TV Club

Week 2: Why Was Don Fondling the Grass?

Week 2: Why Was Don Fondling the Grass?

Man, you guys both punted on the maypole scene! Although I think you’re right, Patrick, that it’s the moment when Don starts tenderly caressing the grass at his feet that most warrants our examination. I could take a stab—You see, grass is what remains when there is no patio—but, thankfully, our readers have a few sharp theories about what’s going on.

VT Biker writes that Don is fondling the sod not because he’s hot for the “frolicking teacher” but because he envies “her unbridled happiness and apparent freedom.” The comment continues:

Don Draper is more trapped than ever. Between now having to deal with the father-in-law (and let’s face it, if you already struggle with family life and its trappings, try adding an in-law into the mix) and now losing the independence he seemed to have at Sterling Cooper, he is a man who is boxed in.

In the scene, Biker notes, Don was “so dressed-up that nary a single part of his body was even exposed to nature at all, completely suffocated and trapped inside those suits. He was touching the grass to feel some sense, no matter how small, of freedom from all of the above.”
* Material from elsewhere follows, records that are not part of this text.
PR #388, opened 2021-07-12
Enable TDX measurement to RTMR register

kenplusplus:
Intel Trust Domain Extensions(Intel TDX) refers to an Intel technology
that extends Virtual Machine Extensions(VMX) and Multi-Key Total Memory
Encryption(MK-TME) with a new kind of virtual machine guest called a
Trust Domain(TD)[1]. A TD runs in a CPU mode that protects the confidentiality
of its memory contents and its CPU state from any other software, including
the hosting Virtual Machine Monitor (VMM).

Trust Domain Virtual Firmware (TDVF) is required to provide TD services to
the TD guest OS.[2] Its reference code is available at https://github.com/tianocore/edk2-staging/tree/TDVF.

To support TD measurement/attestation, TDs provide 4 RTMR registers like
TPM/TPM2 PCR as below:
- RTMR[0] is for TDVF configuration
- RTMR[1] is for the TD OS loader and kernel
- RTMR[2] is for the OS application
- RTMR[3] is reserved for special usage only

This patch adds TD Measurement protocol support along with TPM/TPM2 protocol.

References:
[1] https://software.intel.com/content/dam/develop/external/us/en/documents/tdx-whitepaper-v4.pdf
[2] https://software.intel.com/content/dam/develop/external/us/en/documents/tdx-virtual-firmware-design-guide-rev-1.pdf

Signed-off-by: Lu Ken <ken.lu@intel.com>

PR #479, opened 2022-05-22
[V2] Enable TDX measurement to RTMR register

kenplusplus:
Intel Trust Domain Extensions(Intel TDX) refers to an Intel technology
that extends Virtual Machine Extensions(VMX) and Multi-Key Total Memory
Encryption(MK-TME) with a new kind of virtual machine guest called a
Trust Domain(TD)[1]. A TD runs in a CPU mode that protects the confidentiality
of its memory contents and its CPU state from any other software, including
the hosting Virtual Machine Monitor (VMM).

Trust Domain Virtual Firmware (TDVF) is required to provide Intel TDX
implementation and service for EFI_CC_MEASUREMENT_PROTOCOL[2]. The bugzilla
for TDVF is at https://bugzilla.tianocore.org/show_bug.cgi?id=3625.

To support CC measurement/attestation with Intel TDX technology, following 4
RTMR registers will be extended by TDX service like TPM/TPM2 PCR:
- RTMR[0] is for TDVF configuration
- RTMR[1] is for the TD OS loader and kernel
- RTMR[2] is for the OS application
- RTMR[3] is reserved for special usage only

This patch adds TDX Implementation for CC Measurement protocol along with
TPM/TPM2 protocol.

References:
[1] https://software.intel.com/content/dam/develop/external/us/en/documents/tdx-whitepaper-v4.pdf
[2] https://software.intel.com/content/dam/develop/external/us/en/documents/tdx-virtual-firmware-design-guide-rev-1.pdf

Seashellonthebeach counters that Don’s motives are less pure:

“They had just shown the teacher frolicking in a couple of shots barefoot and Don, behind the shades, is having a ‘DON MOMENT.’ I think he’s feeling the grass to feel the same thing that the teacher’s feeling with her feet. And, of course … allowing his imagination to run away with those thoughts.” Seashell sees teacher nookie in Don’s future: “He will once again escape with this woman, as he always does.”

It’s interesting, I think, that Seashell chose the word escape here, since it suggests that the nookie reading and Biker’s are not so far apart. The idea is that Don strays not because he’s a “misanthropic horndog,” as you put it, Patrick, but because being with other women is a way of trying on alternate selves, alternate lives. It’s maintaining a fluid identity, not sexual gratification, he’s addicted to. In fact, that’s part of what I found mesmerizing and tense about the California plotline in Season 2: Don seemed so at home with the jet-setters he took up with there that I couldn’t help but wonder whether he’d ever go back. Matt Weiner seemed just ballsy enough to set Season 3 on the beaches of Monaco, abandoning Sterling Coop, Betty, the kids, and even poor Polly the dog, who I hope doesn’t meet the dismal end you conjured for her, John.
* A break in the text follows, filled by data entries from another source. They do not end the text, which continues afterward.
PR #480, opened 2022-05-23
Minor fixups from cov-scan and similar.

vathpela:


frozencemetery (approved):
Don't see anything wrong here.

jsetje:
FWIW, this all looks good to me as well.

As for the Peggy mirror scene, I hated watching it—my stomach for squirm-inducing television isn’t as strong as yours, Patrick—but I think it did feel true to the character. Like you, John, I was at first heartbroken to find that Peggy, who has always seemed almost impenetrably tough and no-nonsense, secretly aspires to Ann-Margret-dom. But it’s really no surprise that Peggy—a professional image manufacturer now—would wonder how her own image compares. And so I think what we’re seeing in this episode is not Peggy abandoning her principles but Peggy stretching her legs and trying on new selves the way Don does. And as Emily Nussbaum pointed out over at Nymag.com, no matter how dweeby Peggy’s conquest was, it sure did seem as if they were having fun. It’s hard to begrudge Peggy that.
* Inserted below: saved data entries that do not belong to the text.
PR #481, opened 2022-05-24
SBAT Policy latest should be a one-shot

jsetje:
Since booting from removable media can be hard to detect,
setting a persistent latest SBAT policy is risky in a typical
client system. This changes latest to be a one-shot operation
that could be set at the time of an OS update if desired.

### DIFF
--- a/sbat.c
+++ b/sbat.c
@@ -369,6 +369,16 @@ preserve_sbat_uefi_variable(UINT8 *sbat, UINTN sbatsize, UINT32 attributes,
 	return false;
 }
 
+static void
+clear_sbat_policy()
+{
+	EFI_STATUS efi_status = EFI_SUCCESS;
+
+	efi_status = del_variable(SBAT_POLICY, SHIM_LOCK_GUID);
+	if (EFI_ERROR(efi_status))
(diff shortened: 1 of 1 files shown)


sbat.c
```diff
@@ -394,33 +404,29 @@ set_sbat_uefi_variable(void)
...
+				clear_sbat_policy();
 				break;
 			case SBAT_POLICY_PREVIOUS:
 				dprint("Custom sbat policy: previous\n");
 				sbat_var = SBAT_VAR_PREVIOUS;
 				break;
 			case SBAT_POLICY_RESET:
 				if (secure_mode()) {
-					console_print(L"Cannot reset SBAT policy: Secure Boot is enabled.\n");
+					console_print(L"Cannot reset SBAT policy: "
```
vathpela, line 415: Don't break strings across lines for formatting, leave them intact so they're easy to grep for.

vathpela (changes requested):
Just one minor change, otherwise lgtm.

vathpela:
I've pushed the fix as https://github.com/rhboot/shim/commit/77144e5a404df89b45941bfc54fd2f59e0ee607b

Before I go, I’ll briefly defend “moments of self-discovery set in front of mirrors,” John. Mirrors are one of the few places where you can see yourself the way the world sees you, which is fascinating; don’t tell me you’ve never given yourself a good gander. The device is a bit hackneyed, but people really do it, and so such scenes often ring true. I think the private intimacy of the moment is part of what made Peggy’s song sting.